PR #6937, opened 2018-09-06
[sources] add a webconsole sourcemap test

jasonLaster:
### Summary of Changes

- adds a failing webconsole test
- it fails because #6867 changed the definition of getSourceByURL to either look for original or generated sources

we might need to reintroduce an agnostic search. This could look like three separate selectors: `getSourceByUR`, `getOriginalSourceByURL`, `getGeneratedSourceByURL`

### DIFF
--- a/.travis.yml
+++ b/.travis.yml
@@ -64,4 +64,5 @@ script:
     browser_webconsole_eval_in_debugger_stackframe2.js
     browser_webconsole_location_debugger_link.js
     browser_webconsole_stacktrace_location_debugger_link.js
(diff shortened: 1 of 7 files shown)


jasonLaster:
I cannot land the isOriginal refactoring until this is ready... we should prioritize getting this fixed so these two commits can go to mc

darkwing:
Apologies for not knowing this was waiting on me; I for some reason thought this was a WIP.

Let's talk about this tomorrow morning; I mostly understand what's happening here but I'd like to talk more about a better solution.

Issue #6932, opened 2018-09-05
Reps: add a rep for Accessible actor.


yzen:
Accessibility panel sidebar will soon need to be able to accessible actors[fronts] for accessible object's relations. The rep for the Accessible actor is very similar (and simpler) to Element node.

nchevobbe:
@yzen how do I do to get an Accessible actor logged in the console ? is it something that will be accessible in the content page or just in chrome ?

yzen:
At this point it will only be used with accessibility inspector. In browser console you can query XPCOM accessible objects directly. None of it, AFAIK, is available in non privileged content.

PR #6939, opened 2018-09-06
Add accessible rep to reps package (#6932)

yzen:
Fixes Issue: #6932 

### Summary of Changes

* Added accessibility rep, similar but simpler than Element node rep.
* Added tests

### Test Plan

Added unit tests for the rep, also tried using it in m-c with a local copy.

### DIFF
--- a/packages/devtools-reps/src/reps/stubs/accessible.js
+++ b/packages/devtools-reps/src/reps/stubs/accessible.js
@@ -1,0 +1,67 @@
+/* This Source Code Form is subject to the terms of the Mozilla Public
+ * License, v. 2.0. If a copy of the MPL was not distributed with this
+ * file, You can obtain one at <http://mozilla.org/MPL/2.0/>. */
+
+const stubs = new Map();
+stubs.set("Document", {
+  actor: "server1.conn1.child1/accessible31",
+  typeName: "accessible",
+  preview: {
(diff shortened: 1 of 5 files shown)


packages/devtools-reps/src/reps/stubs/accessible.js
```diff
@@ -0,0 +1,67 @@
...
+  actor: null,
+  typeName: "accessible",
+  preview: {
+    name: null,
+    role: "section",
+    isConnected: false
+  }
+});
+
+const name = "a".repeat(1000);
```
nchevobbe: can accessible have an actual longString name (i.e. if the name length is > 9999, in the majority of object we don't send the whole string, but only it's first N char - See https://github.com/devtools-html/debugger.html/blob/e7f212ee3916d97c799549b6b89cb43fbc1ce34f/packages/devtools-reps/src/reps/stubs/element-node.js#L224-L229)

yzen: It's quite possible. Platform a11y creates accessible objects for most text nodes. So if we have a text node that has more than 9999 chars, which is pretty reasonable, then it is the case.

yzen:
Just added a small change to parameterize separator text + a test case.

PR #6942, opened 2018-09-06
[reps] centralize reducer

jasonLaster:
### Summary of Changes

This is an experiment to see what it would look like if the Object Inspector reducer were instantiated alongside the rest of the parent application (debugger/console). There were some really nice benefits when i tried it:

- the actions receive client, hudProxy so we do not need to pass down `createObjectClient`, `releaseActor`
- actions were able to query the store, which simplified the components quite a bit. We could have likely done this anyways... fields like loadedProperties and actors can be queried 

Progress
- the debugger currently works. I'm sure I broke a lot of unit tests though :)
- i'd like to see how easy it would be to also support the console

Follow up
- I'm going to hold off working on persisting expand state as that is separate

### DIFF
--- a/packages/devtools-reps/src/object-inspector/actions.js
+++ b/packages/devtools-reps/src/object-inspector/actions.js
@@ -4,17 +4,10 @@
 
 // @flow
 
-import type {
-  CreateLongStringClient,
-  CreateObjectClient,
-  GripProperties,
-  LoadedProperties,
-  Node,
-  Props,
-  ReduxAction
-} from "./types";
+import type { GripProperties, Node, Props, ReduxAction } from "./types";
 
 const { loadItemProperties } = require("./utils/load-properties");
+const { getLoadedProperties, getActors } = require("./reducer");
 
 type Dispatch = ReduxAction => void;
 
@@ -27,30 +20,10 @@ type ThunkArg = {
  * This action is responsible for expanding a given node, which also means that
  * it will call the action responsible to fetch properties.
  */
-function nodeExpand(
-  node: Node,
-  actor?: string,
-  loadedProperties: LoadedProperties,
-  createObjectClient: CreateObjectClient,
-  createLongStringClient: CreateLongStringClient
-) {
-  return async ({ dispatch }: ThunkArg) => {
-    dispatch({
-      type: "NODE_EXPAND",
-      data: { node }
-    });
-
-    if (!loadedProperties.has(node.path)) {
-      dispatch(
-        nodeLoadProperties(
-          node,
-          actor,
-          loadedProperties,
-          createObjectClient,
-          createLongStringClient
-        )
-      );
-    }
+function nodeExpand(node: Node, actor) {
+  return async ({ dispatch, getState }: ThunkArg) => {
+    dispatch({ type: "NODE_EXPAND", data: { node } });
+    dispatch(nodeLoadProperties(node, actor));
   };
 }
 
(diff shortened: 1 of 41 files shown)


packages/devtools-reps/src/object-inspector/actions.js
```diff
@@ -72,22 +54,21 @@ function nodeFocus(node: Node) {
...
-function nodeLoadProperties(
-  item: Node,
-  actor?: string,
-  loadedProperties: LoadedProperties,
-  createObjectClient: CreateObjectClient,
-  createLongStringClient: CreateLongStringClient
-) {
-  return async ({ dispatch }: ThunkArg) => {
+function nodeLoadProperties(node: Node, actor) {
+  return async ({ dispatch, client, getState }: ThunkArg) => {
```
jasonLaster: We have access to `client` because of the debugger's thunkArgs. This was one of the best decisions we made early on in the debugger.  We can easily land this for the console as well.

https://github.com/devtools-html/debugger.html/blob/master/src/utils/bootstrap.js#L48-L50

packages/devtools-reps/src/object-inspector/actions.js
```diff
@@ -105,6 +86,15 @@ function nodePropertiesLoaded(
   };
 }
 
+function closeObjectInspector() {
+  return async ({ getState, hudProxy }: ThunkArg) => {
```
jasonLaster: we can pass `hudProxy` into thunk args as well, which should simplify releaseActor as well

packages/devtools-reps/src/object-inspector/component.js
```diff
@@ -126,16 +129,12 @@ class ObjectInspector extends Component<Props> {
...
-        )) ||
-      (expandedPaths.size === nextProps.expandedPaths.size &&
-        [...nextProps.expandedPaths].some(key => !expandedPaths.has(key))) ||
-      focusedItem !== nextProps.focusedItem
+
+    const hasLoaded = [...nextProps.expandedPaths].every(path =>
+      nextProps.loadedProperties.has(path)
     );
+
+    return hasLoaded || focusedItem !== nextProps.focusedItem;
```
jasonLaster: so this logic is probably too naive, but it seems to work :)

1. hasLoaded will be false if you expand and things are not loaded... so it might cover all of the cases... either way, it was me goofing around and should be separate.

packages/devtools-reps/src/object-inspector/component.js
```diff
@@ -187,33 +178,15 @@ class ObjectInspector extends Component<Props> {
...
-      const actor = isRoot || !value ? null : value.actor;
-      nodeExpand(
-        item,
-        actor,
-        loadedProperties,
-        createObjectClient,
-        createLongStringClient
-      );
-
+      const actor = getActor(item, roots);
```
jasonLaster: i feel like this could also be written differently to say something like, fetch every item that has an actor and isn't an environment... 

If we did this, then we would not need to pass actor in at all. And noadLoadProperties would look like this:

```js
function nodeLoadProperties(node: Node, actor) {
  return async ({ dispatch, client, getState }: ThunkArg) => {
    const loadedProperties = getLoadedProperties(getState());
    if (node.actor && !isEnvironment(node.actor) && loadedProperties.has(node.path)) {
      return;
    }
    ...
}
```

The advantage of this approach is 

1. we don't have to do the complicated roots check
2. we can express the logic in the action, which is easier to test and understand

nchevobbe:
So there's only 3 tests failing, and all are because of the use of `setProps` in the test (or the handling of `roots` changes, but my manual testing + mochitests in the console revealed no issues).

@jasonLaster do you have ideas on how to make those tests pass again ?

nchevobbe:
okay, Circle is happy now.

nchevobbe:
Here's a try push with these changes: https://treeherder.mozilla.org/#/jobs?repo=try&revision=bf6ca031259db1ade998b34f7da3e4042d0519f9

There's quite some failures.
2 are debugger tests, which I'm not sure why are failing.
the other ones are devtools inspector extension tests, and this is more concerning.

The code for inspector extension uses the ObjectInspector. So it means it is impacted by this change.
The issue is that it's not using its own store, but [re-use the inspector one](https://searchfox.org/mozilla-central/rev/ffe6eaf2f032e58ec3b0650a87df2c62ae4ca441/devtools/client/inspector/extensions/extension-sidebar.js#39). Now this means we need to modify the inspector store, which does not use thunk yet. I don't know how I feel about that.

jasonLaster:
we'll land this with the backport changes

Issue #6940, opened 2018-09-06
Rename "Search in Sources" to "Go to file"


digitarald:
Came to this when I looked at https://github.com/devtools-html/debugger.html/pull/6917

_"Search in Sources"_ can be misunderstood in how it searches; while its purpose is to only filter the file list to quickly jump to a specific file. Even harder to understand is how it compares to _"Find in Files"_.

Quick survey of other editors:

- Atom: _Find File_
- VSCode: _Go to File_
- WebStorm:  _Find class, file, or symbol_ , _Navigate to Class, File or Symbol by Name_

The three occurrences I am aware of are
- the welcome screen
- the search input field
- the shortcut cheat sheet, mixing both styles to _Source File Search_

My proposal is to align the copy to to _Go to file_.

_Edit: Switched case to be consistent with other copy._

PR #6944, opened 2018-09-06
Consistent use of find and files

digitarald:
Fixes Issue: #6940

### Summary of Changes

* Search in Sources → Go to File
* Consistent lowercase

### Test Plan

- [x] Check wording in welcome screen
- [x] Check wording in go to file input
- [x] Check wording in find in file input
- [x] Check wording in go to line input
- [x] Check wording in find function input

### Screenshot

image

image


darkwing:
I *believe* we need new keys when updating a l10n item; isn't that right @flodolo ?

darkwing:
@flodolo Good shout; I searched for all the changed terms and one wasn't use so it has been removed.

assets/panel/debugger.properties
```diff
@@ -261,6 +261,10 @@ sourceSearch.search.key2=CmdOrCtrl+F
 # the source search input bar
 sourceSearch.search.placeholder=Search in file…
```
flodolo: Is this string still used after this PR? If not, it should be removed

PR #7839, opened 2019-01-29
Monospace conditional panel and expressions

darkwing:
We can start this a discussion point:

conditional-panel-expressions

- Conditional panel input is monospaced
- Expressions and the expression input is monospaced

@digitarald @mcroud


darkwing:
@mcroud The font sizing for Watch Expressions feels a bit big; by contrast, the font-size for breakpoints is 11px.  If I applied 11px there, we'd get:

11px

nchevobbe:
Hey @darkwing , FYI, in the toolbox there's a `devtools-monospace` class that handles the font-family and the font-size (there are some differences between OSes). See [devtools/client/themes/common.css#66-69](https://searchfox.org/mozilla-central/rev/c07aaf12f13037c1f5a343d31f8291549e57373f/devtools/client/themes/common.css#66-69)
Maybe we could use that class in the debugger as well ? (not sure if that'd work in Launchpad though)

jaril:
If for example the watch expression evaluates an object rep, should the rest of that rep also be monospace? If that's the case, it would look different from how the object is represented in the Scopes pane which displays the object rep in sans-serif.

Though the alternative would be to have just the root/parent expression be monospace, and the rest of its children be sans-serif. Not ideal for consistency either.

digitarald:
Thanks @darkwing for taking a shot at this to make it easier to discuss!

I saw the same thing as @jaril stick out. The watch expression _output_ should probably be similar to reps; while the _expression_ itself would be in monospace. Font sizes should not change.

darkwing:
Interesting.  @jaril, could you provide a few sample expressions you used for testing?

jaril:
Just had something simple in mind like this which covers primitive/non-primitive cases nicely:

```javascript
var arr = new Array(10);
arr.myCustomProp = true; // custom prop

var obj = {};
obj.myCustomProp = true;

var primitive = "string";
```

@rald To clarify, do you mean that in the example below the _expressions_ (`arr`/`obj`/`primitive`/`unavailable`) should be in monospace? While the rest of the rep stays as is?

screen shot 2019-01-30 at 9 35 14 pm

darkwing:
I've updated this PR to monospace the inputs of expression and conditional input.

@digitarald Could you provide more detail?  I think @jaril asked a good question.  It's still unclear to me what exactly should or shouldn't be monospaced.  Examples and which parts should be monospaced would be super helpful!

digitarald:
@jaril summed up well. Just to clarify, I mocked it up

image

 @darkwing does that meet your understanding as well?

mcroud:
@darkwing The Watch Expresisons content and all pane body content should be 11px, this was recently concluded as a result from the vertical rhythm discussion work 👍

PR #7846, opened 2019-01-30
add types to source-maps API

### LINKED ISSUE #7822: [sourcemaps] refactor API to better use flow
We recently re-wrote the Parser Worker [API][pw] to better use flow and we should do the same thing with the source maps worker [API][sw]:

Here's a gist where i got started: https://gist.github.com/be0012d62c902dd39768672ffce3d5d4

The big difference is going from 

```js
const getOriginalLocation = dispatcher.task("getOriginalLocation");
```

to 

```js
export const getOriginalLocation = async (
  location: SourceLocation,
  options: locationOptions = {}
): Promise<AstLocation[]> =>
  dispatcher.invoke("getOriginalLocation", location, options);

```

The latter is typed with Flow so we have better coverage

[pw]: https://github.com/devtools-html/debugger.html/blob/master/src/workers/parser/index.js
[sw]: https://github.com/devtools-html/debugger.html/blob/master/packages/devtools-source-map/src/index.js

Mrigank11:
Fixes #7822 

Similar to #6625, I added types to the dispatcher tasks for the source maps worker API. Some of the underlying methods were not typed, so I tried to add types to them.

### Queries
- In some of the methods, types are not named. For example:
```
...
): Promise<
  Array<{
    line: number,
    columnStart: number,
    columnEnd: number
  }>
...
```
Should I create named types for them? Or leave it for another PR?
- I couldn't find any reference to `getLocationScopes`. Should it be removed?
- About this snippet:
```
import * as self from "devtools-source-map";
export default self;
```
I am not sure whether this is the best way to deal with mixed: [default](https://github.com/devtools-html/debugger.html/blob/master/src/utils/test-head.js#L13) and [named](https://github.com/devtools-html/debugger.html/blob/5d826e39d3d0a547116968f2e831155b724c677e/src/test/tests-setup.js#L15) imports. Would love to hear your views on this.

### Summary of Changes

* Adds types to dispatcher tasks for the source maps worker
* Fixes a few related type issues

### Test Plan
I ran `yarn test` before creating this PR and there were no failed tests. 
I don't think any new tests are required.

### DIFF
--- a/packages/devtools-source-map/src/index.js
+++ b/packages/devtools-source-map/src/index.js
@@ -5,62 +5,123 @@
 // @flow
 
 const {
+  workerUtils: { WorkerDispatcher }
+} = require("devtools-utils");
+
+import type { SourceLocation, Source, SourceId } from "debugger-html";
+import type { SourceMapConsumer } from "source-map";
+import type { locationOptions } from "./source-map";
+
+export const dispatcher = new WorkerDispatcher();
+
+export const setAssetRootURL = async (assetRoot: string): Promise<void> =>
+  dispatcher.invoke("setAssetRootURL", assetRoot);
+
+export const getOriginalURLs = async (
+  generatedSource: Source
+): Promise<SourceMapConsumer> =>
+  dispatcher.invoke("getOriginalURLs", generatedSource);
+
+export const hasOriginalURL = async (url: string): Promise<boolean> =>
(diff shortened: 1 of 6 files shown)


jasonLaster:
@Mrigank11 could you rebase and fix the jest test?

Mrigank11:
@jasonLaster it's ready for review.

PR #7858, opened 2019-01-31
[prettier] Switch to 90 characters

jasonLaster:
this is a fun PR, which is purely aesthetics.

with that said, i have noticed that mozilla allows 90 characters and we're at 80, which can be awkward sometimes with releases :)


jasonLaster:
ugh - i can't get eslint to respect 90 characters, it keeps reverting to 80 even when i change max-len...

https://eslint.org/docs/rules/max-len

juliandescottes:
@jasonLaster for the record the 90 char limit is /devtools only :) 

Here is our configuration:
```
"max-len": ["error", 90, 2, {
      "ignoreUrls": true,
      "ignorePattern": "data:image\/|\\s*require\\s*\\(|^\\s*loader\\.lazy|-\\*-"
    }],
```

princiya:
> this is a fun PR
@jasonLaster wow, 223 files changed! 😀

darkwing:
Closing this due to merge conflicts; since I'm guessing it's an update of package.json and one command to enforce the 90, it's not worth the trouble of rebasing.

##########

• Assigned task:
Within the listing, how many lines hold the string "like"? State that number alone.

• Reply to the exercise:
8